Will Aid
- Founded: 1988
- Founder: Graeme Pagan
- Type: Charity partnership established by Deed
- Location: The Print House, 18-22 Aswhin Street, London;
- Region served: United Kingdom
- Method: For the month of November, participating solicitors waive their fee to write a basic will or a pair of mirror wills. In return, they invite clients to make a voluntary donation to Will Aid.
- Key people: Peter de Vena Franks (Campaign Director)
- Website: willaid.org.uk

= Will Aid =

Charity will-writing organisation

Will Aid is a British charity will-writing scheme designed to reinforce the need for everyone to have a professionally drawn-up will and to raise funds for their partner charities. Will Aid was founded in 1988 following the example set by Band Aid and Live Aid and continues to run each November.

==Scheme operation==
Will Aid recruits solicitors all over the UK who agree to waive their usual fee for writing basic wills during 'Make a Will Month' in November.

==Supported charities==
Will Aid is a partnership of charities: Age UK, the British Red Cross, Christian Aid, NSPCC, Save the Children, SCIAF, and Trócaire.

==Fundraising==
Will Aid has raised over £21m since its launch and many tens of million more has been pledged as legacies by people making their Will through the scheme.
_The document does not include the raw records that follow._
PR #1231, opened 2022-09-22
feat: add connection param for snowhouse

sfc-gh-swinkler:
Adding in a "Application" connection param which can be used to determine where requests are coming from.
## Test Plan

* [x] acceptance tests

* [ ] …

## References

*


sfc-gh-jlove (approved):
LGTM

PR #1242, opened 2022-09-28
fix: Update 'user_ownership_grant' schema validation

antonblr:
Make `user_ownership_grant` resource schema validation consistent with upstream resources schemas - [user.name](https://github.com/Snowflake-Labs/terraform-provider-snowflake/blob/da886d4e05f7bb9443168f0fa04b8b397a1db5c7/pkg/resources/user.go#L36) and [role.name](https://github.com/Snowflake-Labs/terraform-provider-snowflake/blob/da886d4e05f7bb9443168f0fa04b8b397a1db5c7/pkg/resources/role.go#L17) 

Also per https://docs.snowflake.com/en/sql-reference/identifiers-syntax.html#double-quoted-identifiers user name could be anything. And it is double-quoted as per https://github.com/Snowflake-Labs/terraform-provider-snowflake/blob/da886d4e05f7bb9443168f0fa04b8b397a1db5c7/pkg/snowflake/user_ownership_grant.go#L36

## Test Plan

* [ ] acceptance tests
* [ ] unut tests

## References

* Fixes https://github.com/Snowflake-Labs/terraform-provider-snowflake/issues/1184

PR #1245, opened 2022-09-29
fix: Table Tags Acceptance Test

ChrisIsidora:
Fixed Table Tags Acceptance Test. @sfc-gh-swinkler  Some reason this test was failing, this is  the fix for that test

## Test Plan
* [x] acceptance tests

## References
* #1228 
* #1242 
* #1244


sfc-gh-swinkler:
@ChrisIsidora thanks for this. I am not sure why these tests are suddenly failing. Actually we could even remove them, since tags block on tables has been deprecated in favor of the `snowflake_tag_association` resource.

sfc-gh-swinkler (approved):

PR #1247, opened 2022-09-30
fix: function resource - python packages

chasegiles-built:
### Problem statement
The snowflake describe function outputs the python packages from a function as a list of strings like `['pytz','pandas']`. The resource was reading this in as one item instead of two. This would result in terraform detecting changes when there actually were no changes.

Something like:
```
-"'pytz','pandas'",
+"pytz",
+"pandas",
```

### Summary of changes
Corrected the split by removing a space and removed single quotes from the string values.

Verified this was working as expected in my fork.

## Test Plan
* [ ] acceptance tests

### DIFF
--- a/pkg/resources/function.go
+++ b/pkg/resources/function.go
@@ -336,17 +336,17 @@ func ReadFunction(d *schema.ResourceData, meta interface{}) error {
 				}
 			}
 		case "packages":
-			packagesString := strings.ReplaceAll(strings.ReplaceAll(desc.Value.String, "[", ""), "]", "")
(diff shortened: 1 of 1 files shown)


sfc-gh-swinkler (approved):

sfc-gh-swinkler:
@chasegiles-built sfc-gh-jalin no longer works at Snowflake. So unfortunately for the time being it is only me who can approve PRs. Hopefully we can backfill position soon.

sfc-gh-swinkler:
@chasegiles-built thank you for your contribution!

PR #1261, opened 2022-10-07
fix: clean up tag association read

christophkreutzer:
As discussed in https://github.com/Snowflake-Labs/terraform-provider-snowflake/pull/1187#discussion_r989292991, there are some potential issues in the current implementation:
* minor nitpick: tags on deleted objects are not filtered (OBJECT_DELETED IS NULL)
* the query filters only on tag name instead of the fully qualified identifier (missing TAG_DATABASE and TAG_SCHEMA) - if I have two tags with the same name in different schemas, this would also select the other one
* why via the ACCOUNT_USAGE view? It would be possible to query the tags without any latency using SYSTEM$GET_TAG and compare the value afterwards with the state, if this is needed.
* Also, currently the query doesn't include the object name, so we are just querying if there is a tag on any object of the same domain with the given tag value set?

This is only a first draft for discussion.

## Test Plan
* [ ] acceptance tests (should be handled by the existing tests?)

## References
* Track the tags: https://docs.snowflake.com/en/user-guide/object-tagging.html#step-5-track-the-tags
* `SYSTEM$GET_TAG`: https://docs.snowflake.com/en/sql-reference/functions/system_get_tag.html


pkg/snowflake/tag_association.go
```diff
@@ -21,19 +21,7 @@ type TagAssociationBuilder struct {
...
-	ObjectDeleted  sql.NullString `db:"OBJECT_DELETED"`
-	ObjectId       sql.NullString `db:"OBJECT_ID"`
-	ObjectName     sql.NullString `db:"OBJECT_NAME"`
-	ObjectSchema   sql.NullString `db:"OBJECT_SCHEMA"`
-	TagDatabase    sql.NullString `db:"TAG_DATABASE"`
-	TagId          sql.NullString `db:"TAG_ID"`
-	TagName        sql.NullString `db:"TAG_NAME"`
-	TagSchema      sql.NullString `db:"TAG_SCHEMA"`
-	TagValue       sql.NullString `db:"TAG_VALUE"`
+	TagValue sql.NullString `db:"TAG_VALUE"`
```
christophkreutzer, line 24: It seems like `tagAssociation` is never accessed, so removing the attributes shouldn't harm anything.

`ListTagAssociations` is only called twice in `pkg/resources/tag_association.go`, one time the result isn't used at all, and one time only the object count of the array is accessed.

pkg/snowflake/tag_association.go
```diff
@@ -103,7 +92,7 @@ func (tb *TagAssociationBuilder) Drop() string {
 }
 
 func ListTagAssociations(tb *TagAssociationBuilder, db *sql.DB) ([]tagAssociation, error) {
-	stmt := fmt.Sprintf(`SELECT * FROM SNOWFLAKE.ACCOUNT_USAGE.TAG_REFERENCES WHERE TAG_NAME = '%v' AND DOMAIN = '%v' AND TAG_VALUE = '%v'`, tb.tagName, tb.objectType, tb.tagValue)
+	stmt := fmt.Sprintf(`SELECT SYSTEM$GET_TAG('"%v"."%v"."%v"', '%v', '%v') TAG_VALUE WHERE TAG_VALUE IS NOT NULL`, tb.databaseName, tb.schemaName, tb.tagName, tb.objectName, tb.objectType)
```
christophkreutzer, line 95: I tried a minimal-invasive way to switch to the `SYSTEM$GET_TAG` function, probably it could be improved quite a bit (like checking if the returned `TAG_VALUE` is actually the same value as applied in the resource to detect diffs).

Behavior of the `SYSTEM$GET_TAG` function:
* If the tag identifier references a non-existing or unauthorized tag object, the query fails.
* If the object identifier references a non-existing or unauthorized object, the query fails.
* If the tag is not set on the object, the function returns a SQL NULL
* If the tag is set on the object, the function returns a string with the tag value.

I didn't expect using the column alias would work in the WHERE clause, but it does:
image

christophkreutzer (commented):
I added some comments explaining the changes, hope it helps understanding.

Probably the whole implementation could be streamlined a bit, e.g.
* the timeouts in `pkg/resources/tag_association.go` are probably no longer needed, as the query is based purely on the Metadata
image
* one could actually use the returned tag value

However, I'm a bloody rookie when it comes to Terraform Providers and Go in general...

sfc-gh-swinkler:
there is also an attribute called "skip_validation" that could be marked as deprecated since it was only used to disable the read. otherwise looks good

christophkreutzer:
> there is also an attribute called "skip_validation" that could be marked as deprecated since it was only used to disable the read.

I tried to mark it as deprecated - feel free to propose a better text :)

I also added Read/Update similar to how it is done for tags itself - so it should now be able to reconcile manually modified tag associations. Hope you are fine with that, otherwise I'm fine discarding these commits, too.

christophkreutzer:
@sfc-gh-swinkler could you please start the workflows again?

christophkreutzer:
Hi @sfc-gh-swinkler @sfc-gh-jlove,
sorry to bother you, but could you please trigger the tests again and maybe give this a look?

christophkreutzer:
> Integration tests failure for [8f21957](https://github.com/Snowflake-Labs/terraform-provider-snowflake/actions/runs/3292380869)

[c9d57f4](https://github.com/Snowflake-Labs/terraform-provider-snowflake/pull/1261/commits/c9d57f47335ec8da5d62d9074d5128698e9fec6b) should hopefully look better :)

sfc-gh-swinkler (approved):

sfc-gh-swinkler:
im working on this resource right now anyways so i will make sure the integrations tests pass before new release is created. thanks @christophkreutzer !

PR #1291, opened 2022-10-20
feat: task with allow_overlapping_execution option

mlorek:
Added ALLOW_OVERLAPPING_EXECUTION option to the task resource

## Test Plan
test included

https://docs.snowflake.com/en/sql-reference/sql/create-task.html#optional-parameters

### DIFF
--- a/pkg/resources/task.go
+++ b/pkg/resources/task.go
@@ -16,7 +16,8 @@ import (
 )
 
 const (
-	taskIDDelimiter = '|'
+	taskIDDelimiter           = '|'
+	AllowOverlappingExecution = "allow_overlapping_execution"
 )
 
 var taskSchema = map[string]*schema.Schema{
@@ -106,6 +107,12 @@ var taskSchema = map[string]*schema.Schema{
 		Optional:    true,
 		Description: "Specifies the name of the notification integration used for error notifications.",
 	},
+	AllowOverlappingExecution: {
+		Type:        schema.TypeBool,
+		Optional:    true,
+		Default:     false,
+		Description: "By default, Snowflake ensures that only one instance of a particular DAG is allowed to run at a time, setting the parameter value to TRUE permits DAG runs to overlap.",
+	},
 }
 
 type taskID struct {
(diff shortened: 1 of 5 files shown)


pkg/snowflake/task.go
```diff
@@ -233,6 +244,16 @@ func (tb *TaskBuilder) RemoveComment() string {
 	return fmt.Sprintf(`ALTER TASK %v UNSET COMMENT`, tb.QualifiedName())
 }
 
+// ChangeAllowOverlappingExecution returns the sql that will change the ALLOW_OVERLAPPING_EXECUTION for the task.
+func (tb *TaskBuilder) ChangeAllowOverlappingExecution(flag bool) string {
```
sfc-gh-swinkler, line 248: this function signature should probably be changed to `SetAllowOverlappingExecution(overlappingExecution bool) string {}`

pkg/resources/task.go
```diff
@@ -619,6 +635,21 @@ func UpdateTask(d *schema.ResourceData, meta interface{}) error {
 		}
 	}
 
+	if d.HasChange(AllowOverlappingExecution) {
+		var q string
+		n := d.Get(AllowOverlappingExecution)
```
sfc-gh-swinkler, line 640: why not use d.GetChange() instead? https://pkg.go.dev/github.com/hashicorp/terraform/helper/schema#ResourceData.GetChange.

pkg/resources/task.go
```diff
@@ -619,6 +635,21 @@ func UpdateTask(d *schema.ResourceData, meta interface{}) error {
...
+		flag := n.(bool)
+		if flag == false {
+			q = builder.UnsetAllowOverlappingExecution()
+		} else {
+			q = builder.ChangeAllowOverlappingExecution(flag)
```
sfc-gh-swinkler, line 645: since this function only gets called if flag is true, why not simplify to:
```
if !flag {
 q = builder.UnsetAllowOverlappingExecution()
} else {
q = builder.SetAllowOverlappingExecution()
}
```

sfc-gh-swinkler:
this looks fine but its failing the check-docs step. im just going to merge it and run the command myself, because i would like to get this in the next release. in the future, if you are changing anything in the examples folder or a schema for a resource you need to run `make docs`

sfc-gh-swinkler (approved):

sfc-gh-swinkler:
@mlorek thanks for your contribution!

PR #1292, opened 2022-10-20
fix: typo on GitHub bug template

froblesmartin:
Easy peasy 😄


sfc-gh-swinkler:
> Behavior is the preferred spelling in American English. Behaviour is preferred everywhere else.
this is not a typo. In America we just like to drop the "U" for some reason. I actually did not even know there was an alternative spelling of this word until just now.

Issue #1250, opened 2022-10-03
Add or_replace to task resources


PaulGolabowski:
We recently had a failed Terraform Apply due to the plugin timing out.  The apply was to create 2 new tasks (a root task and a dependent).  We usually fix the timing out issue by simply re-running the job from GitHub Actions.  This time, though, we got a Snowflake error saying that the dependent task already existed.  The only fix was to suspend the root task and drop the dependent via SYSADMIN.

What we'd like to happen is have the explicit "or_replace" option added to the Task resource so that it can be created as a "CREATE OR REPLACE" command instead of a pure "CREATE".  Ideally, this option should exist in every resource type that Snowflake supports "CREATE OR REPLACE" syntax.

An alternative would be an easier way to resolve conflicts like this from within Terraform.  Or to find a way to fix this plugin timed out bug.

sfc-gh-swinkler:
i am conflicted on this. on the one hand i want to support every feature that the Snowflake API does. On the other hand, this is not a very "Terraform" way of doing things. Terraform does not normally overwrite existing resources, its better to throw an error.

One thing that might be a better fix is to set partial state, although this could get complicated as it may require special customizeddiff functions to detect if the resource is partially created. 

Another possibility is to set the id immediately after creation, and before trying to resume the task. See here: https://github.com/Snowflake-Labs/terraform-provider-snowflake/blob/main/pkg/resources/task.go#L495-L518. I would move the line `d.SetId(dataIDInput)` immediately before `if enabled {`. That we even if there is a timeout when trying to resume the task, at least the ID will be set. And you shouldnt have this same problem.

Also, you said that you needed to manually resolve this conflict. Was it not possible to use `terraform import` in this case?

danu165:
> On the other hand, this is not a very "Terraform" way of doing things. Terraform does not normally overwrite existing resources, its better to throw an error.

For what it’s worth, the AWS provider actually always overwrites existing resources/configurations. Many people prefer this method because it ensures that if someone edits the resource outside of terraform then terraform will remedy it to its intended state. Implementing a provider this way or not is ultimately up to the provider manager, but I wouldn’t say it’s not a terraform way of doing things.

sfc-gh-jcieslak:
Hey @PaulGolabowski @danu165 
[...]

PR #1307, opened 2022-10-28
feat: task with or replace

mlorek:
added optional OR REPLACE option to the task resource - #1250
test included

## Test Plan
* [x] acceptance tests

## References
* https://docs.snowflake.com/en/sql-reference/sql/create-task.html#syntax


sfc-gh-swinkler:
Hello @mlorek!
i was working on refactoring this task resource as part of this ticket: https://github.com/Snowflake-Labs/terraform-provider-snowflake/pull/1342

i believe the problem was that id was not being set until after waiting to resume the task. so instead i just switched the order. immediantly after the task is created the id will be set, then the waiting for starting the task will happen. This way you don't have the issue with the resource failing to persist to state.

in general i think that the `or_replace` functionality is not a good practice. despite it being part of the snowflake API, its very much anti-terraform best practices. If you have any issues in the future with this resource, please let me know.

Issue #1177, opened 2022-08-18
UNIQUE key for CREATE TABLE


yohei1126:
**Is your feature request related to a problem? Please describe.**

We want to use UNIQUE key for columns in CREATE TABLE statements 
https://docs.snowflake.com/en/sql-reference/constraints-overview.html

but can not find in current implementation 

https://github.com/Snowflake-Labs/terraform-provider-snowflake/blob/main/pkg/resources/table.go
https://registry.terraform.io/providers/Snowflake-Labs/snowflake/latest/docs/resources/table

**Describe the solution you'd like**

* add new boolean value `unique` to column in snowflake_table

```
resource "snowflake_table" "table" {
  database            = snowflake_schema.schema.database
  schema              = snowflake_schema.schema.name
  name                = "table"
  comment             = "A table."

  column {
    name     = "id"
    type     = "int"
    nullable = true
    unique = true
  }
```

**Additional context**

sfc-gh-asawicki:
Closing because of https://registry.terraform.io/providers/Snowflake-Labs/snowflake/latest/docs/resources/table_constraint existence.

PR #1308, opened 2022-10-28
feat: column definition with unique constraint

mlorek:
column definition with an optional unique constraint option

## Test Plan
* [x] acceptance tests

## References
* #1177


sfc-gh-swinkler:
Table constraints should be created using the new table constraint resource. Please refer to snowflake_table_constraint resource https://registry.terraform.io/providers/Snowflake-Labs/snowflake/latest/docs/resources/table_constraint

I don't want to overload the table resource with doing more than it already is at this point.

PR #1378, opened 2022-11-20
feat(ci): add goimports and makezero

mnagaa:
This PR adds new linters `goimports` and `makezero`. The current code meets the condition to pass these linters so there is no change here.

In the future, I will try to add more linters to maintain the quality of codes👍


sfc-gh-swinkler:
@mnagaa thank you!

The 2020 campaign raised over £600k in donations.

==Will Aid and the legal profession==
Will Aid is the largest scheme of its kind in the UK and is a major charitable contribution from the British legal profession. Hundreds solicitors firms take part each year. In the 2020 campaign, over 450 solicitors took part. Since the scheme was launched, participating solicitors have drawn up wills for over 310,000 people.

==Publicity==
Will Aid has received press coverage in the UK in both national and regional press and consumer magazines.